(Extracted data entries)
Content starts

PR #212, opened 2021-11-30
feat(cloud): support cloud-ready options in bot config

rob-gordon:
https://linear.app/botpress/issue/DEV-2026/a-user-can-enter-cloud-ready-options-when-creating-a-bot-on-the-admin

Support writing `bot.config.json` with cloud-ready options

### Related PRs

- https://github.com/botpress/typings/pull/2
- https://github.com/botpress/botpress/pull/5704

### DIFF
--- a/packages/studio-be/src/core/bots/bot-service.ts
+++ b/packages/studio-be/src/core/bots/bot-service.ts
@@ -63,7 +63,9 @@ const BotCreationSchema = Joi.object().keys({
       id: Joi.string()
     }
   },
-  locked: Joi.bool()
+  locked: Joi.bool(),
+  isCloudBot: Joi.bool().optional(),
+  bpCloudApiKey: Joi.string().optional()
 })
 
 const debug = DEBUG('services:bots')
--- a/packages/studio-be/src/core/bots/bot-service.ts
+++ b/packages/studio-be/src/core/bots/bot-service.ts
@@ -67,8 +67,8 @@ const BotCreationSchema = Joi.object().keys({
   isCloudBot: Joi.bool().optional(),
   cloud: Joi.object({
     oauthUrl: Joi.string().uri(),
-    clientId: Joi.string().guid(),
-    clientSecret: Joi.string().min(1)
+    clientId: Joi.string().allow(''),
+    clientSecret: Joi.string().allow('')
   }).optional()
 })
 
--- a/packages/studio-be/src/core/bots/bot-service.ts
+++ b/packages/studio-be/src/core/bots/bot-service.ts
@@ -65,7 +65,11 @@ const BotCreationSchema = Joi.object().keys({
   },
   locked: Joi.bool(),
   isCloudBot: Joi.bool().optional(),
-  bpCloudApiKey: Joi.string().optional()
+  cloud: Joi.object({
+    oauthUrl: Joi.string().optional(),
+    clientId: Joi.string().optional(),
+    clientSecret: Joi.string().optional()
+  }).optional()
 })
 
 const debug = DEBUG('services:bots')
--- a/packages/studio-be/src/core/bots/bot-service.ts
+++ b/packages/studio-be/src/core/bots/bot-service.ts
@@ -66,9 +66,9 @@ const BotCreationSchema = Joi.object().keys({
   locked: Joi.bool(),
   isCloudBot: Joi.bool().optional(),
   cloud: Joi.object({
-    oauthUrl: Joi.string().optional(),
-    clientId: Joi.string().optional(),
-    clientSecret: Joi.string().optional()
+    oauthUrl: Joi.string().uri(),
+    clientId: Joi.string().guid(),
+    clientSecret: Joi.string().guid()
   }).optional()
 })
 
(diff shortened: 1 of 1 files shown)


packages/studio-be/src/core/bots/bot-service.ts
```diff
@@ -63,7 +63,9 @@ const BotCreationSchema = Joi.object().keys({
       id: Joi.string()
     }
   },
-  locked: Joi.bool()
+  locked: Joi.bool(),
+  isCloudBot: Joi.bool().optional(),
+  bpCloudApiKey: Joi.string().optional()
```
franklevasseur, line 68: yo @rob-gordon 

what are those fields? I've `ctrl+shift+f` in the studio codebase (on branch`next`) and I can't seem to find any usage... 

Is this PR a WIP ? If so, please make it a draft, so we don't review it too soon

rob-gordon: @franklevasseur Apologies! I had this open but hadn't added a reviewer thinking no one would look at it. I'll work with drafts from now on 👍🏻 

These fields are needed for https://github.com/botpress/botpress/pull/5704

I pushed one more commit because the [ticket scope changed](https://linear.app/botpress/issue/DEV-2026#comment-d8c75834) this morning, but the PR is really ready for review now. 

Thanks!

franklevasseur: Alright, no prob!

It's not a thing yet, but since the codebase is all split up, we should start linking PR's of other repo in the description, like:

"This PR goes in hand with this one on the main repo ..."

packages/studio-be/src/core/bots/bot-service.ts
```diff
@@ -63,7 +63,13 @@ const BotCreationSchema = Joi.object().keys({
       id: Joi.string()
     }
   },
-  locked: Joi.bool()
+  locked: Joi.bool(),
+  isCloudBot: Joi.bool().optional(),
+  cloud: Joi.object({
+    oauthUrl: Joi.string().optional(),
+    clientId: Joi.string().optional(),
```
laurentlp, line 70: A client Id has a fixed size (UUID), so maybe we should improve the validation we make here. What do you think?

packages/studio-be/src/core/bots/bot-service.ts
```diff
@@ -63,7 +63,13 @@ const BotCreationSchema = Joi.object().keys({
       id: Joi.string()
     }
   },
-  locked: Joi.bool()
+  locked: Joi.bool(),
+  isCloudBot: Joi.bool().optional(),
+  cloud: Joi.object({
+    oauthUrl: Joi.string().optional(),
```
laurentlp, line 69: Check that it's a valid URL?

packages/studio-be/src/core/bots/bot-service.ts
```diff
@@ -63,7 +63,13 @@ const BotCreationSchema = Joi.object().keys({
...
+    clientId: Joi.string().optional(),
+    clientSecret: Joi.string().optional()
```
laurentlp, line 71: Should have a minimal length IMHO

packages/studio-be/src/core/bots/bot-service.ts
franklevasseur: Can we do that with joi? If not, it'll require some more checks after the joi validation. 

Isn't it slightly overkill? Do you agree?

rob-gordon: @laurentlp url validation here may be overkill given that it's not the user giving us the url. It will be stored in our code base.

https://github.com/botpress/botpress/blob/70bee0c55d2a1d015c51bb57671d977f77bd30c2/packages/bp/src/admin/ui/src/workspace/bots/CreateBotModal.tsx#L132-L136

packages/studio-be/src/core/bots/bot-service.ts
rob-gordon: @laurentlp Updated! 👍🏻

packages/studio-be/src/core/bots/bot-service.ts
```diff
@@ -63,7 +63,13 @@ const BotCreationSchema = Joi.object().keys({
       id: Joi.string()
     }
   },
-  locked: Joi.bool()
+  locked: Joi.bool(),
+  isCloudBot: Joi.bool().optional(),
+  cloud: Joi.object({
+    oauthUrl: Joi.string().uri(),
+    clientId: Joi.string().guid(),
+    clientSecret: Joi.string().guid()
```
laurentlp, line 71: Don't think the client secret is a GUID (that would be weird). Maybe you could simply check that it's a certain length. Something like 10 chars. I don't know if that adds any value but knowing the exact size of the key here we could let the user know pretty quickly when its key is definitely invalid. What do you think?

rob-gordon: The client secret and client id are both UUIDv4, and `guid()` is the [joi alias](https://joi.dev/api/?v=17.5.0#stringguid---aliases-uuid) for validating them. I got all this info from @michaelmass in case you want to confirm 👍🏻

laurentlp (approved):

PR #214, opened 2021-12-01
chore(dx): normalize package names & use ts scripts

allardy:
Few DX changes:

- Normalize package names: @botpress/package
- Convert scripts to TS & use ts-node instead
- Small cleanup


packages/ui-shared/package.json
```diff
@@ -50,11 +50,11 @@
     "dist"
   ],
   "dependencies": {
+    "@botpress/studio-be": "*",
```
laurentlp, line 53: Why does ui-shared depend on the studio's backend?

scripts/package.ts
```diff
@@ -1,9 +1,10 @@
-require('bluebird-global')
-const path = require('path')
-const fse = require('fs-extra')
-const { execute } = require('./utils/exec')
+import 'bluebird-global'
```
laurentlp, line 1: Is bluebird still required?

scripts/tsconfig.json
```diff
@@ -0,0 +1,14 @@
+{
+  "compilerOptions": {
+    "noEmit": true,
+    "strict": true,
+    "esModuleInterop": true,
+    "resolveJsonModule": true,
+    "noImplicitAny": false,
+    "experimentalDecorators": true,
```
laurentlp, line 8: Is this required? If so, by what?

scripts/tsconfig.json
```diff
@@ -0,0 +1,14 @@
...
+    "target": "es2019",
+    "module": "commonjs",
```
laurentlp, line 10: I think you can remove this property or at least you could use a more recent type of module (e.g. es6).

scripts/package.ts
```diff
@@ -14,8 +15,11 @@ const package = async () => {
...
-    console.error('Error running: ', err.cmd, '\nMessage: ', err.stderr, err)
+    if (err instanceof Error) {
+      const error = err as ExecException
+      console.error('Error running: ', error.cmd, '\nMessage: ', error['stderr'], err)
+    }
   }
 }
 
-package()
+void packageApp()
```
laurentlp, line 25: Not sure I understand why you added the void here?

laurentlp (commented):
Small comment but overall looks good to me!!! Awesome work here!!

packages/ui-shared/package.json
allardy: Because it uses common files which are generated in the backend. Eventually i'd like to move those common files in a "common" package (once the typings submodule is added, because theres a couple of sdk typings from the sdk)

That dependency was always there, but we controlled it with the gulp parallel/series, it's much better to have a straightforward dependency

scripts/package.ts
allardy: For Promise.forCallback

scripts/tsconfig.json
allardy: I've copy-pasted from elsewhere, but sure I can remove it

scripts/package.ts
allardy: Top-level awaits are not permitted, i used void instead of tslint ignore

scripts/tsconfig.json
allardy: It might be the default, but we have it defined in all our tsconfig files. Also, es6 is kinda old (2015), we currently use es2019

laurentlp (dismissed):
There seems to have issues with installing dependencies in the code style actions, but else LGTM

Content ends
Content starts

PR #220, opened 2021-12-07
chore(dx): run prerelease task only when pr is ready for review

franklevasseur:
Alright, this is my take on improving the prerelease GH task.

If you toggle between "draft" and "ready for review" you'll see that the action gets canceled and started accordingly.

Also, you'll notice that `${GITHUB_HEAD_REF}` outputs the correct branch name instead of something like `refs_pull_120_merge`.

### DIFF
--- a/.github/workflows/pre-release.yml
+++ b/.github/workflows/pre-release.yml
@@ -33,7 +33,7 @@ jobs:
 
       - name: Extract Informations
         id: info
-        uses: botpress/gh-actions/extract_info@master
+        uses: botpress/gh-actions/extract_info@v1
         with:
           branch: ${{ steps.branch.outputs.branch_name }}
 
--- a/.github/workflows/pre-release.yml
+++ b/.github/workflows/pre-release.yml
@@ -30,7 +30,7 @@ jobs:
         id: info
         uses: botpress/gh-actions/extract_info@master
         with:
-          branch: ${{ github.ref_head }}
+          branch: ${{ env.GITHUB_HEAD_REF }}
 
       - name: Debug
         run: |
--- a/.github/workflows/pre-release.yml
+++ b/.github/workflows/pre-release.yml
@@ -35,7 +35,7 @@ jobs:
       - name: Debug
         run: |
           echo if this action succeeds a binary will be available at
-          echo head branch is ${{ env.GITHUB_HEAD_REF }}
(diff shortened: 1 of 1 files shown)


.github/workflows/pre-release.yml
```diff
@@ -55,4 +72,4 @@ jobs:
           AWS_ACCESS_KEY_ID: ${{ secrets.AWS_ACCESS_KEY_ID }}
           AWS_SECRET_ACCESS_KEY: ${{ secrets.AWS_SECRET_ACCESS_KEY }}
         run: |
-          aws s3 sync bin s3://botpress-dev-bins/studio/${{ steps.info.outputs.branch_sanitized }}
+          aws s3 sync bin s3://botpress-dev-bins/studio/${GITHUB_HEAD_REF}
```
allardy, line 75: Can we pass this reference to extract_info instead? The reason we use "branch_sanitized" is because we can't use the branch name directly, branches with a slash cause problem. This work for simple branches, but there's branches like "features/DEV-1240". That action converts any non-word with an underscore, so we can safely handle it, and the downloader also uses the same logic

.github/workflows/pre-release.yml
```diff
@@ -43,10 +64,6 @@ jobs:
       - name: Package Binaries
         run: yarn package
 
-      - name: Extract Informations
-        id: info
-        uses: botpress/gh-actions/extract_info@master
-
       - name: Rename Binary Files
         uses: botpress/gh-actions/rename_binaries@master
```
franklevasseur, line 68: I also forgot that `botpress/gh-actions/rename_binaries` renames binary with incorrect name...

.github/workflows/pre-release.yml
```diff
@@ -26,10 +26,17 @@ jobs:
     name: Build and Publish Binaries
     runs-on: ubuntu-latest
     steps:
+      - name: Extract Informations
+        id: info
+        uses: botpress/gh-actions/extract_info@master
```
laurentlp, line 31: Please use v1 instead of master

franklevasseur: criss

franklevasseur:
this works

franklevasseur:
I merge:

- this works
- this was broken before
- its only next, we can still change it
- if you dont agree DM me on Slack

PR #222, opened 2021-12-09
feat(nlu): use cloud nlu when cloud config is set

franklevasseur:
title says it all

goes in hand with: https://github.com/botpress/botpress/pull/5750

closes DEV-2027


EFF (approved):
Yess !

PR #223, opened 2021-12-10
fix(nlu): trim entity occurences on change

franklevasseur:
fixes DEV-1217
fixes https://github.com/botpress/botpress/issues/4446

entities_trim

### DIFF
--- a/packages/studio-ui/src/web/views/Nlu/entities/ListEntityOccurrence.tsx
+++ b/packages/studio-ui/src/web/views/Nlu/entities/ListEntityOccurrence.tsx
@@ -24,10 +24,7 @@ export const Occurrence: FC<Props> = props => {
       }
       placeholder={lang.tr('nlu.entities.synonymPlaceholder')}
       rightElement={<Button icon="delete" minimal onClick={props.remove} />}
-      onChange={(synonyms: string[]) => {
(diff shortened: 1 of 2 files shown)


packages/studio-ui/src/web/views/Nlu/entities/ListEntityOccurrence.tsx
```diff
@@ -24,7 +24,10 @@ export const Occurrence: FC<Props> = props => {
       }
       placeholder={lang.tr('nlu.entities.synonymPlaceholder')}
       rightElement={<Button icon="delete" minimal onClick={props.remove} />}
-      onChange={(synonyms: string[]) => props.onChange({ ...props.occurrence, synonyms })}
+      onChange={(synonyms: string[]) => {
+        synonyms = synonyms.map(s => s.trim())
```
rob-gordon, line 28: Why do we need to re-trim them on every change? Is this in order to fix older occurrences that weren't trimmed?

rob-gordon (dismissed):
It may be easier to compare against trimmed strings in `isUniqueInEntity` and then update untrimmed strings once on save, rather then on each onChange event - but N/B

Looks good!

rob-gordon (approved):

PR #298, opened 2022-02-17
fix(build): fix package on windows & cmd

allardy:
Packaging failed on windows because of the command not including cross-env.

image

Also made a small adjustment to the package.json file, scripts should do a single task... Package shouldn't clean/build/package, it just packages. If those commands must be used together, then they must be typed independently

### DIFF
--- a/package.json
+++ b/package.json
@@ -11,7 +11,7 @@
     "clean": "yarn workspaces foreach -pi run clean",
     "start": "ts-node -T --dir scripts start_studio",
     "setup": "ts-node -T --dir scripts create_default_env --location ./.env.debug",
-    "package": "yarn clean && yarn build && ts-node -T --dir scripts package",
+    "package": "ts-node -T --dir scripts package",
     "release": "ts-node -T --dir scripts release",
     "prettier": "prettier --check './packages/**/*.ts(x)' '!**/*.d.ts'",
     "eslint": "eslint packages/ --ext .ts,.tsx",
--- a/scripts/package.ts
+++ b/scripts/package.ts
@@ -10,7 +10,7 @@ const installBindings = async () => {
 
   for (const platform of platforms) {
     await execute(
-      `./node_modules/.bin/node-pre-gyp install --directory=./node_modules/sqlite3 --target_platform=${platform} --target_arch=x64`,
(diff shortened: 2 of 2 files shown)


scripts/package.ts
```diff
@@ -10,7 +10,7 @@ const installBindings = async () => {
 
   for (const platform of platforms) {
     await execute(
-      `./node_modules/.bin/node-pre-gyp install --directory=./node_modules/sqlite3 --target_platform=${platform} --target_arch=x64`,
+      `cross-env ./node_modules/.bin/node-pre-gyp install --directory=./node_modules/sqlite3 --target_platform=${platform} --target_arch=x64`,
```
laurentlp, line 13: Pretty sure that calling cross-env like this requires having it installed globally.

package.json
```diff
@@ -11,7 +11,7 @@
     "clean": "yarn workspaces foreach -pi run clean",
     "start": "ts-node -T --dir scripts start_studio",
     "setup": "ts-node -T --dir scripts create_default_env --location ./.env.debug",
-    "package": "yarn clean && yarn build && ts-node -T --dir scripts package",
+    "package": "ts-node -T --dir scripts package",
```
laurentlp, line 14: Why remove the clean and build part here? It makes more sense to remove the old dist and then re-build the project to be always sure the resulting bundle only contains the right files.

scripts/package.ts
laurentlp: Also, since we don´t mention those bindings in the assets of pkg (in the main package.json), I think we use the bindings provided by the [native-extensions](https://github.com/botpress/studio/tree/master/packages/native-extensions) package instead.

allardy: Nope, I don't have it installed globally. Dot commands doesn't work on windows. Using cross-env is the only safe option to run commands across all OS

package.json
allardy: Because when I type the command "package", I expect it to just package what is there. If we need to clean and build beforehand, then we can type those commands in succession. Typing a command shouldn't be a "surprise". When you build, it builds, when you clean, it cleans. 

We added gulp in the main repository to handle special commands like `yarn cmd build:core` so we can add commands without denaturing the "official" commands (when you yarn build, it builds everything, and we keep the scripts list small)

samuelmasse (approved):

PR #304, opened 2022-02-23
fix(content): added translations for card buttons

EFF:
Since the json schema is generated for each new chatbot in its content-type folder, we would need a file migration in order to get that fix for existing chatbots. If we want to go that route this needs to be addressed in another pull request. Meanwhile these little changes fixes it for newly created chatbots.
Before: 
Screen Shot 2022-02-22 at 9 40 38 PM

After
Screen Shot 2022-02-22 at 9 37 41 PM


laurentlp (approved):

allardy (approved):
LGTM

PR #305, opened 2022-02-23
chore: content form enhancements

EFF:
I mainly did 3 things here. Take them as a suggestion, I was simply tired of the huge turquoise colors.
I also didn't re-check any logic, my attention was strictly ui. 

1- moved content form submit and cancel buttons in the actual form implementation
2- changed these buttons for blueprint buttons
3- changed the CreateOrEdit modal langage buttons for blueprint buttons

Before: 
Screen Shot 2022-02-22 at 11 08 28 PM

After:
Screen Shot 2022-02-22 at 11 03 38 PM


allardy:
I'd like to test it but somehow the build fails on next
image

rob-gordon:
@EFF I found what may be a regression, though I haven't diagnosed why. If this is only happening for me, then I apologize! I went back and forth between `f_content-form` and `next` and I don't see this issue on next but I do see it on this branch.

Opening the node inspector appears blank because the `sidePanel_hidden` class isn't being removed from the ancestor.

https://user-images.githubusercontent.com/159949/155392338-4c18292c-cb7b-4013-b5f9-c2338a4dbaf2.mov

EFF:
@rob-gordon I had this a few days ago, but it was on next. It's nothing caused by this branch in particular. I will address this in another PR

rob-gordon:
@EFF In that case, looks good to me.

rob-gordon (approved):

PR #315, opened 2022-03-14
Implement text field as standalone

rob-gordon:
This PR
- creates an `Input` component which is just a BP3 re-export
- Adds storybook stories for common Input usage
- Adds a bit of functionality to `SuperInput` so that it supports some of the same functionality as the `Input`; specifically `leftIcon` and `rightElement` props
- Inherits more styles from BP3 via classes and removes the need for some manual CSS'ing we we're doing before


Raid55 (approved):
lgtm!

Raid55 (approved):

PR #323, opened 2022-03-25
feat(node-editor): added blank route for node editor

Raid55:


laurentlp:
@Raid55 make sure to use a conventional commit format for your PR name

Content ends
Content starts

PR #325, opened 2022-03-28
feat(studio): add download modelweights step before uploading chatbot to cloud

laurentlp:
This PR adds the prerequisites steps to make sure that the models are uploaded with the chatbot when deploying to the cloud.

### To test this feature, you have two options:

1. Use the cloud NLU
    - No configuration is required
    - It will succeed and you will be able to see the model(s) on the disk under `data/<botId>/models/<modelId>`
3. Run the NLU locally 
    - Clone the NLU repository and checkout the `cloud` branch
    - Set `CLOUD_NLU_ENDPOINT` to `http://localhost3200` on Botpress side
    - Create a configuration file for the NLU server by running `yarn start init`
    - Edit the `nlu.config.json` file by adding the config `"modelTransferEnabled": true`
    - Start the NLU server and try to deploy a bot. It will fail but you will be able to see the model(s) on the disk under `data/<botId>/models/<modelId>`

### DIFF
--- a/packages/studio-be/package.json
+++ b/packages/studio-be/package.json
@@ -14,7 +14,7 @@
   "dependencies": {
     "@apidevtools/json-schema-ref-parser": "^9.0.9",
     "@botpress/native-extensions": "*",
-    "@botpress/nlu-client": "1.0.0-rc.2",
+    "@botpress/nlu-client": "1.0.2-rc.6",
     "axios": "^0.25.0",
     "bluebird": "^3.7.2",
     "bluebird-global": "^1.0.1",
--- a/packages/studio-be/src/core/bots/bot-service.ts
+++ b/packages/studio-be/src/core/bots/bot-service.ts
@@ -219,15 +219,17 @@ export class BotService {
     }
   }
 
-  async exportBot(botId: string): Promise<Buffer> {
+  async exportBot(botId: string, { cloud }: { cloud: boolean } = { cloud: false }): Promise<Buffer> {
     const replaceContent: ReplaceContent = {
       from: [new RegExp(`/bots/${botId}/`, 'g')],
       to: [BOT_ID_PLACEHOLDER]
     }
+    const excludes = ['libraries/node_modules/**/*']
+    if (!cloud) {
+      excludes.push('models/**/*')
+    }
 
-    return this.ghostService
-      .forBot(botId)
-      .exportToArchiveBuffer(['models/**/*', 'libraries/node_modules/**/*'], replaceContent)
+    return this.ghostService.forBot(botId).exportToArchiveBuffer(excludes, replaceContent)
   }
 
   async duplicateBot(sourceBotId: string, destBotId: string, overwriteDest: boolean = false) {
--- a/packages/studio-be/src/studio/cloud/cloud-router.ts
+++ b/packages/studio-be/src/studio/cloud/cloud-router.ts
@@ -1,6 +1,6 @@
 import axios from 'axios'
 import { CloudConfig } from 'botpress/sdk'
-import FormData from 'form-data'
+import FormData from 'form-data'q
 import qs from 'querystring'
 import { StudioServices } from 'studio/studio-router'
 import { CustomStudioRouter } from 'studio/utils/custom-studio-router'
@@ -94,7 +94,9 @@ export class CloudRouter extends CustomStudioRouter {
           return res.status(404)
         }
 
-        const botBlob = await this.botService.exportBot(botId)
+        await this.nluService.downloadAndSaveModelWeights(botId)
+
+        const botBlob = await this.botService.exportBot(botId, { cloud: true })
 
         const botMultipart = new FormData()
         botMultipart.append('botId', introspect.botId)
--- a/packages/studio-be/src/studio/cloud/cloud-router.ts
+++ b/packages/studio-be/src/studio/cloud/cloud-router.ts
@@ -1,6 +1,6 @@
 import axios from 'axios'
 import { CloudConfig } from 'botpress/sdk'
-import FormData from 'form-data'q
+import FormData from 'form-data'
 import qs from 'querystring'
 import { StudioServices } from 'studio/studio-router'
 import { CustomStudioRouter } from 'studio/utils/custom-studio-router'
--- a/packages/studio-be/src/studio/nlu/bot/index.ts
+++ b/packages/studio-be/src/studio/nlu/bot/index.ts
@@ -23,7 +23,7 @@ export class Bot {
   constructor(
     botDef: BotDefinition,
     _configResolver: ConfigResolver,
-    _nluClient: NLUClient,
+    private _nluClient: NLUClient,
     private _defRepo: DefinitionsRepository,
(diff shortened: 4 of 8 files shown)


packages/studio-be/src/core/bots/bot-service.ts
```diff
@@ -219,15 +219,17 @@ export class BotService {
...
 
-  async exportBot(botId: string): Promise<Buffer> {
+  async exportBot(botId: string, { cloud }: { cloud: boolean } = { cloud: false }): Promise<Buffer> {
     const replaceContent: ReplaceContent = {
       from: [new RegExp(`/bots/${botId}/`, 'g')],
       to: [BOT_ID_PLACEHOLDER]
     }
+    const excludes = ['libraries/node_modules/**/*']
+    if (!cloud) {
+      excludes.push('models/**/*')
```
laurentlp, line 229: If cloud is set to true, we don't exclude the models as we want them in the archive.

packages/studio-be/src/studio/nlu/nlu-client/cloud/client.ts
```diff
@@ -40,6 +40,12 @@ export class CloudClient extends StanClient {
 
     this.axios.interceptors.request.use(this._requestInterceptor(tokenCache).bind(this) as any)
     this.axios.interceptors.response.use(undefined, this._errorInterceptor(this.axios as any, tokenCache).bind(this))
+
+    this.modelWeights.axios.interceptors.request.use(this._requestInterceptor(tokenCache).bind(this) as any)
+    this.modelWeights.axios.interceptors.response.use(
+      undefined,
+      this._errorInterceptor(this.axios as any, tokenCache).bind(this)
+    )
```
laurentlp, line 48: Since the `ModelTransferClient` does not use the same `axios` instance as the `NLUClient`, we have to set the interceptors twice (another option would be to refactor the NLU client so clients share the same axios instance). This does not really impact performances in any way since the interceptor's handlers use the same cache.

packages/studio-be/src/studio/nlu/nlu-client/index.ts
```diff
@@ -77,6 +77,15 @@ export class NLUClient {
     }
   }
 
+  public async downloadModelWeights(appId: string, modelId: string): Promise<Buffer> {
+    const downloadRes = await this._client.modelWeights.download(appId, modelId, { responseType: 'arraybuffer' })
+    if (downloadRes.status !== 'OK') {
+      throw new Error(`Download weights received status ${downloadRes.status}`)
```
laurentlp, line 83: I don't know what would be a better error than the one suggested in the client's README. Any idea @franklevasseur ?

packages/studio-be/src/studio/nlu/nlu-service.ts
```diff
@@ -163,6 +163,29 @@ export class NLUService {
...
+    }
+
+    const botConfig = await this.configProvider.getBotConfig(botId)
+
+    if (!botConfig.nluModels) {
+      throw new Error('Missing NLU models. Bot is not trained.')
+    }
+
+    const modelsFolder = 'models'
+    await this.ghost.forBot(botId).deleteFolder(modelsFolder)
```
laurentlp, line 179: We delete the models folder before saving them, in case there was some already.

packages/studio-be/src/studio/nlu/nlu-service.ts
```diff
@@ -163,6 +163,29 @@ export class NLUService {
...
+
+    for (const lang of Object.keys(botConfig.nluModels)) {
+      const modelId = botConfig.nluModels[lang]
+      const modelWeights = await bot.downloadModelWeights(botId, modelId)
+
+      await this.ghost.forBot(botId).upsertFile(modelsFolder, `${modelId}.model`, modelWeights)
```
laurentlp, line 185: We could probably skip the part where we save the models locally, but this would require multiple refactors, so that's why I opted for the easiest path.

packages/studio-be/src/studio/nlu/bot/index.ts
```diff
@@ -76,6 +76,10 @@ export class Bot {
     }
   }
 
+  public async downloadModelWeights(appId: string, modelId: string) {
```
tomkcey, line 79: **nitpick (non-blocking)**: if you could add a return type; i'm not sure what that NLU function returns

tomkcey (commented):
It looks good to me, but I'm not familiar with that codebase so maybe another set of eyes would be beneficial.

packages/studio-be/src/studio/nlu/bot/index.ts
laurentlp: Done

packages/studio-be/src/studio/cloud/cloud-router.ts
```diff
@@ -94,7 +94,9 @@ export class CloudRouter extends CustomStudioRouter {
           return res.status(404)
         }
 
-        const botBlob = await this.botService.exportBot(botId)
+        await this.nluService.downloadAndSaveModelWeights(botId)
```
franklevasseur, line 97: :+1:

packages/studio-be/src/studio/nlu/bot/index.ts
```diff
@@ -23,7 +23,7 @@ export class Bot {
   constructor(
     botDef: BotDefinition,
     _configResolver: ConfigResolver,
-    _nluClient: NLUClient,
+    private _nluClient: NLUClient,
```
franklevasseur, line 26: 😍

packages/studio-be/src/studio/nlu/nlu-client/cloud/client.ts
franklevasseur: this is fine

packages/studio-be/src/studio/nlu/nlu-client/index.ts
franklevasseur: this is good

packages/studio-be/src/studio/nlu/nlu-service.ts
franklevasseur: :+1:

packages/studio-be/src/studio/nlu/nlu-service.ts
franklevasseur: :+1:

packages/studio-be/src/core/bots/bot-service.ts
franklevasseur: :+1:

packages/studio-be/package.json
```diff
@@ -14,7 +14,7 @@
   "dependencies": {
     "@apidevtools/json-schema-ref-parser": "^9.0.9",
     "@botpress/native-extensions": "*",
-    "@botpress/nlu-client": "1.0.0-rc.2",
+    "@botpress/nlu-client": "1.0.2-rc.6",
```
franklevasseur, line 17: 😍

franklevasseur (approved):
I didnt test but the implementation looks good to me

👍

Content ends

Only one stretch of the records above is wanted: the lines between the one holding "PR #212, opened 2021-11-30" and the one holding "### Related PRs", inclusive, reproduced exactly.

PR #212, opened 2021-11-30
feat(cloud): support cloud-ready options in bot config

rob-gordon:
https://linear.app/botpress/issue/DEV-2026/a-user-can-enter-cloud-ready-options-when-creating-a-bot-on-the-admin

Support writing `bot.config.json` with cloud-ready options

### Related PRs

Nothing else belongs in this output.